**THE TASK**: Reproduce, exactly and in full, only the lines below from the one containing "key list updated." through the one containing "- Manual regression".

**Stored data entries**:
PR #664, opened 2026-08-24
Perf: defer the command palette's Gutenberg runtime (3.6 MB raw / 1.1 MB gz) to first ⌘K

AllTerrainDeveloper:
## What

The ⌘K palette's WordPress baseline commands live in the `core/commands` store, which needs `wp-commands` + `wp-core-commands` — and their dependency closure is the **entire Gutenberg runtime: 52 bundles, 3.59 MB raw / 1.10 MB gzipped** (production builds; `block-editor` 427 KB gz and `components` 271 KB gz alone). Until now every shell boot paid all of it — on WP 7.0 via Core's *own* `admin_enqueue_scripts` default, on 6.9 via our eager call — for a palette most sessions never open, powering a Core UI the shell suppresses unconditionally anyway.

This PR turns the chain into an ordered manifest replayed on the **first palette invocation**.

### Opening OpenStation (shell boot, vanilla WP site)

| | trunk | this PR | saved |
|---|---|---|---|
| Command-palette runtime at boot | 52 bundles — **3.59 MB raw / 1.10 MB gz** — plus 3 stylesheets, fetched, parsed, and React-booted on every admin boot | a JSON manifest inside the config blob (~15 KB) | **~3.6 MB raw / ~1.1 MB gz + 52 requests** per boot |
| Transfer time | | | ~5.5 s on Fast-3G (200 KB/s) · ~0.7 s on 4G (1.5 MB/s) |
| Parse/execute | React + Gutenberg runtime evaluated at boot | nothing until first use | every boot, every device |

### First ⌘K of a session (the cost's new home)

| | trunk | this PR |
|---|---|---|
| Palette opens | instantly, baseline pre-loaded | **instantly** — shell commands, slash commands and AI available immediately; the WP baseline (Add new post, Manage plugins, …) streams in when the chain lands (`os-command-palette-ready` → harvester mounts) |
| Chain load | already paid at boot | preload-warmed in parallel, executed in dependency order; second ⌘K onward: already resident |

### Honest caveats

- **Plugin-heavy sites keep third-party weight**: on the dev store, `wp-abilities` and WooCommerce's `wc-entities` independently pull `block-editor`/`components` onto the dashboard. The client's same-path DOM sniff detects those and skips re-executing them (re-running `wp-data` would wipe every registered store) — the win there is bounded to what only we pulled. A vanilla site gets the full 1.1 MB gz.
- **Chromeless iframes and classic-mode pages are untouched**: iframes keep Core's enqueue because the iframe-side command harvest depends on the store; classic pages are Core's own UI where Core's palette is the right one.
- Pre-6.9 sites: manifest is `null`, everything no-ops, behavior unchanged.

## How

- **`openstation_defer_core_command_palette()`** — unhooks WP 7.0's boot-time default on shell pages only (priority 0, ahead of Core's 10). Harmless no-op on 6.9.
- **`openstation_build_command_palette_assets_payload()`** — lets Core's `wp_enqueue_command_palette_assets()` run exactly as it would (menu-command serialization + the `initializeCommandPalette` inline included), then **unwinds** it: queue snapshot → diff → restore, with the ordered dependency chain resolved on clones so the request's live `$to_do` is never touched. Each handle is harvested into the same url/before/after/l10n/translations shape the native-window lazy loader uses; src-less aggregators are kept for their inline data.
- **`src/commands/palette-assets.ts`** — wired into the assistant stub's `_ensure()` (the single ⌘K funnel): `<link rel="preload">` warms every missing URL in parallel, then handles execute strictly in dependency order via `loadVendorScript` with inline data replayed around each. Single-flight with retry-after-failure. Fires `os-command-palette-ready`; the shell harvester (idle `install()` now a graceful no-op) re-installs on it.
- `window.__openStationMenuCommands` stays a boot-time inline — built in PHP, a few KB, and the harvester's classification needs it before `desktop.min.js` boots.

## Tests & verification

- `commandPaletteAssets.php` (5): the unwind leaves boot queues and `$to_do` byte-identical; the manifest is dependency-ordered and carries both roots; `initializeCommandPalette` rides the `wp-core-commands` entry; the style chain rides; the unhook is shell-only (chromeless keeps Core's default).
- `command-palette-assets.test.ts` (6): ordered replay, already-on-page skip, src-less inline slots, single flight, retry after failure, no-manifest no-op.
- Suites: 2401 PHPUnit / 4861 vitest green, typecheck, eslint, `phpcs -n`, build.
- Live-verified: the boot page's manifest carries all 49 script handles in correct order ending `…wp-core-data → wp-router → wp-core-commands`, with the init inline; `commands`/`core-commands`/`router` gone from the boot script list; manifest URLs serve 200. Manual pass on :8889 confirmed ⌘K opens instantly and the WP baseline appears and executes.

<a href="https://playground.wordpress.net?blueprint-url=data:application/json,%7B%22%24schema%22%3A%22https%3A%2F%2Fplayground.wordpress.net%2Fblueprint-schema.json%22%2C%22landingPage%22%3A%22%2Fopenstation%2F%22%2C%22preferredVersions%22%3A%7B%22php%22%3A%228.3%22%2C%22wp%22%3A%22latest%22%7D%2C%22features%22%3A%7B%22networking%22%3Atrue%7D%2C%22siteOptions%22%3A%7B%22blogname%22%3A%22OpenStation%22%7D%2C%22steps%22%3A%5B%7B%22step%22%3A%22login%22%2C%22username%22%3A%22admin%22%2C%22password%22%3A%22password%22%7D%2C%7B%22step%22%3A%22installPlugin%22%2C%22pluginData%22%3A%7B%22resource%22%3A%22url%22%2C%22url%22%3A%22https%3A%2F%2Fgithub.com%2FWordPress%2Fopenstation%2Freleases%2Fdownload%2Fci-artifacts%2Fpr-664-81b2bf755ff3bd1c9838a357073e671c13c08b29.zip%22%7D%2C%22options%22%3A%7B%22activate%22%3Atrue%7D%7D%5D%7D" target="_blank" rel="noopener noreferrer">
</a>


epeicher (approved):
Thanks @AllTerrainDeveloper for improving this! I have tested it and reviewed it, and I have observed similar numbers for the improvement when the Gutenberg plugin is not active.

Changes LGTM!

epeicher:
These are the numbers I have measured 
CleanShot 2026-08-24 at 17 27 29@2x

==

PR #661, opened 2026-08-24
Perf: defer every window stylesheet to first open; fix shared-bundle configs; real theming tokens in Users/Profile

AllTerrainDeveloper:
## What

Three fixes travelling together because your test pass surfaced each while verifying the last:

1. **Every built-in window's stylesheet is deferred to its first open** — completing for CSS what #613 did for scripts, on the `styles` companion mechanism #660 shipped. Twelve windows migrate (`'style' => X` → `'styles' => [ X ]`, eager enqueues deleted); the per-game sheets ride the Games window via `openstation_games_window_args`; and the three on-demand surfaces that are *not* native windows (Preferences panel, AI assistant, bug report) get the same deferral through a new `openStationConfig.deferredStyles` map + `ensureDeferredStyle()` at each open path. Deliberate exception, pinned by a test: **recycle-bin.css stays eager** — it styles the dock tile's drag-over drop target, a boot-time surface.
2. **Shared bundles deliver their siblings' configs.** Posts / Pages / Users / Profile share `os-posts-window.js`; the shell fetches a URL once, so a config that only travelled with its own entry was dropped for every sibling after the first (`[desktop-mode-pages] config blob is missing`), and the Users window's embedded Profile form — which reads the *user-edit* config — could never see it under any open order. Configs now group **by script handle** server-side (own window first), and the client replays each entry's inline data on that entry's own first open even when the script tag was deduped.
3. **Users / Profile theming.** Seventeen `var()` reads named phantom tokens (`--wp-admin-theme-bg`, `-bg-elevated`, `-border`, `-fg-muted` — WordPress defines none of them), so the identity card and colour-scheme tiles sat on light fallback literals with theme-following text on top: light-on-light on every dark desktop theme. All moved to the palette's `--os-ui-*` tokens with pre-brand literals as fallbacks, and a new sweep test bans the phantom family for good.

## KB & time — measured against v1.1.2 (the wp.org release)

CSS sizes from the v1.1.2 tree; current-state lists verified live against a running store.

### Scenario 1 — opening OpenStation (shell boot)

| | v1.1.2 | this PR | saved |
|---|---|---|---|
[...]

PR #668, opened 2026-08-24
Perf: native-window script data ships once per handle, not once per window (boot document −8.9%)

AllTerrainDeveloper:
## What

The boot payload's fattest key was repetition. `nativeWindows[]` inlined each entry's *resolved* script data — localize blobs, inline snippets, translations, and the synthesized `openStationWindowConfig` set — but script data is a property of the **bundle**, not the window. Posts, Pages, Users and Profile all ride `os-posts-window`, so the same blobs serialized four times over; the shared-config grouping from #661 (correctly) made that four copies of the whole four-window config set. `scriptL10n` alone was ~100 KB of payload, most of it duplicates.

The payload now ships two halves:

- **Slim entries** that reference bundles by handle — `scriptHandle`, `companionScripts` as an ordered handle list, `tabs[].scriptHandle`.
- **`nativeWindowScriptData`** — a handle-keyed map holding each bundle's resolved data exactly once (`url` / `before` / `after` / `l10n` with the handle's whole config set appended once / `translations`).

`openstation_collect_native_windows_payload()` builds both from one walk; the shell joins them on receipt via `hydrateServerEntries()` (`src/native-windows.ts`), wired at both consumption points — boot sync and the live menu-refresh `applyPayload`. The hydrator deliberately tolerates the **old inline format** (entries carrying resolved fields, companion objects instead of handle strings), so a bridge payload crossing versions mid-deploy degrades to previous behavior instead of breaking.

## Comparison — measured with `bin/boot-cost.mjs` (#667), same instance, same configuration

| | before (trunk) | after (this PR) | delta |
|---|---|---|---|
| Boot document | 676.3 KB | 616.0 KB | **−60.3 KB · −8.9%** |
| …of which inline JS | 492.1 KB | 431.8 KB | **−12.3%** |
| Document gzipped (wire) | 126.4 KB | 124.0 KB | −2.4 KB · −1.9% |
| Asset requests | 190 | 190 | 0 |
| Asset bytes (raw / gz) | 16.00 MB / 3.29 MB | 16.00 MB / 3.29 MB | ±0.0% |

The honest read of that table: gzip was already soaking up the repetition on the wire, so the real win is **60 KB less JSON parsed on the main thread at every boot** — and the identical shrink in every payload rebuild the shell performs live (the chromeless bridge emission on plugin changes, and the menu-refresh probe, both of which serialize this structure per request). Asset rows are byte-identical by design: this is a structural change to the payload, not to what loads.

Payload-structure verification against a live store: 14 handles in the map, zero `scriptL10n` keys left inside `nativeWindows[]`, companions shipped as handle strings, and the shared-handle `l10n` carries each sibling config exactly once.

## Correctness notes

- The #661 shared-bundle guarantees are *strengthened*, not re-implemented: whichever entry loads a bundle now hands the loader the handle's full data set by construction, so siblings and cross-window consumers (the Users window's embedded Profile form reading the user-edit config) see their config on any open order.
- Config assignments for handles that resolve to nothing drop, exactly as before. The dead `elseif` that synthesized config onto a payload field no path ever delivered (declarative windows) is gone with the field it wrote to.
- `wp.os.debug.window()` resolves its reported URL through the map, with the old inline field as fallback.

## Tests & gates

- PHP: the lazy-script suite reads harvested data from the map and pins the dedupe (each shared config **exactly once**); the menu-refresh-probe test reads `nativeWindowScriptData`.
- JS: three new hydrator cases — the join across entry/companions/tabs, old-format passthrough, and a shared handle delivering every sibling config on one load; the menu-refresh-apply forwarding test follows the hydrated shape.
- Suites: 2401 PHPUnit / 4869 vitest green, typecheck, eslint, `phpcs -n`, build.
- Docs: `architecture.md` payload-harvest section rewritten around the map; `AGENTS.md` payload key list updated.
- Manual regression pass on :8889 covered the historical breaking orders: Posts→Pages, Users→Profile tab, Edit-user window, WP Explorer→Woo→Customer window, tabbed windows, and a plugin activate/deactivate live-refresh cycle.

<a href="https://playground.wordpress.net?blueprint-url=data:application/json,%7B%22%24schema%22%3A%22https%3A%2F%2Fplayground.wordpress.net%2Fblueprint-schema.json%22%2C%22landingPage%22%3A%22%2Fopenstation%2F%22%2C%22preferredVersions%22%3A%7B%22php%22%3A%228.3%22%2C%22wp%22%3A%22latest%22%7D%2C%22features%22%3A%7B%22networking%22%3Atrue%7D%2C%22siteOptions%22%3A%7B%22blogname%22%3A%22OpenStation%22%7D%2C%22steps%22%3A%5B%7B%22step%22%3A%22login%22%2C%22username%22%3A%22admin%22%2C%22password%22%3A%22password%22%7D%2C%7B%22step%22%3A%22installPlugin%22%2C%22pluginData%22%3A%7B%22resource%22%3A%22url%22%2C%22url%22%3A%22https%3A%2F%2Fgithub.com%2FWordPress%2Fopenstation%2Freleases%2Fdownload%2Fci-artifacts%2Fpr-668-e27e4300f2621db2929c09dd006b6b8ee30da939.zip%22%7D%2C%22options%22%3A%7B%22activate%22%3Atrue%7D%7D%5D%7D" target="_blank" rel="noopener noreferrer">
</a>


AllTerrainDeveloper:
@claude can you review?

**SOLUTION FOR THIS EXERCISE**:
- Docs: `architecture.md` payload-harvest section rewritten around the map; `AGENTS.md` payload key list updated.
- Manual regression pass on :8889 covered the historical breaking orders: Posts→Pages, Users→Profile tab, Edit-user window, WP Explorer→Woo→Customer window, tabbed windows, and a plugin activate/deactivate live-refresh cycle.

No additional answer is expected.